Cellular Response to Exponentially Increasing and Decreasing Dose Rates

Objectives The treatment of cancer using targeted radionuclide therapy is of interest to the radiation oncology field due to its potential for killing tumor cells while minimizing dose-limiting toxicities to normal tissue. Ionizing radiation emitted by targeted radionuclide therapy delivers radiation absorbed doses over protracted periods of time with continuously varying dose rates. As RIT becomes a more prominent part of cancer therapy, accurate models for predicting biologically effective dose (BED) or equieffective dose (EQD2_α/β) will become essential. This study examines the radiobiological impact of the dose rate increase half-time during the uptake phase of the radiopharmaceutical.

Methods V79 Chinese hamster lung fibroblasts were irradiated acutely or with continuously varying dose rates with ¹³⁷Cs γ-rays for 168 h. The following dose rate patterns were delivered: acute, monoexponentially decreasing (T_d=64 h), and exponentially increasing and decreasing with different increase half-times (T_i=2 h and T_d=64 h, T_i=8 h and T_d=64 h, T_i=24 h and T_d=64 h). Cell survival assays were carried out and surviving fractions were calculated.

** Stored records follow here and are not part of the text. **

PR #77, opened 2016-03-18
Task/eparker71/tlt 1983/build out course details page

eparker71:
This PR adds a new page called "course details" to the course info tool. Once a user selects a course they get a view of course information. This view is not editable, that is another story. This view has as a field a link to the previously existing people page that shows a list of all the people in the course. 

There is a new html partial, a new controller, and new Jasmine tests.

### DIFF
--- a/course_info/static/course_info/js/controllers/DetailsController.js
+++ b/course_info/static/course_info/js/controllers/DetailsController.js
@@ -8,7 +8,9 @@
     function DetailsController($scope, $routeParams, courseInstances, $compile,
                                djangoUrl, $http, $q, $log, $uibModal, $sce) {
 
-        dc = this;
+        var dc = this;
+
+        var remove_quotes_regex = new RegExp("^\"|\"$", "g");
 
         dc.handleAjaxError = function (data, status, headers, config, statusText) {
             $log.error('Error attempting to ' + config.method + ' ' + config.url +
@@ -50,12 +52,12 @@
                 .then(dc.handleLookupResults);
         };
 
-        dc.stripQuotes = function(str){
-            // soem fields are coming over with quotes around them and those quotes
-            // are being displayed in the html.
-            // This strips off double quotes from the begining and ending of fields
-            return str ? str.trim().replace(new RegExp("^\"|\"$", "g"), "") : '';
-        };
+        //dc.stripQuotes = function(str){
+        //    // soem fields are coming over with quotes around them and those quotes
+        //    // are being displayed in the html.
+        //    // This strips off double quotes from the begining and ending of fields
+        //    return str ? str.trim().replace(remove_quotes_regex, "") : '';
+        //};
 
         dc.getFormattedCourseInstance = function (ci, members) {
             // This is a helper function that formats the CourseInstance metadata
@@ -64,26 +66,26 @@
             // render functions.
             courseInstance = {};
             if (ci) {
-                courseInstance['title'] = dc.stripQuotes(ci.title);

Results Data obtained from survival assays demonstrated that increasing T_i leads to increasing cell sparing. Conventional dose response models (BED and EQD2_α/β) were not able to fit the cell survival data; they underestimate both BED and EQD2_α/β at high dose rates and overestimate both at low dose rates. Cell cycle analysis suggested that differences in radiosensitivity cannot be attributed to redistribution. Accordingly, the expressions for BED and EQD2_α/β were modified empirically with an adaptive response function that fit the experimental data more accurately.

Conclusions Our experimental data demonstrates a marked increase in cell survival when the dose rate increase half-time is increased, thereby suggesting an adaptive response arising as a consequence of this phase of the irradiation. We have modified conventional radiobiological models to account for this phenomenon.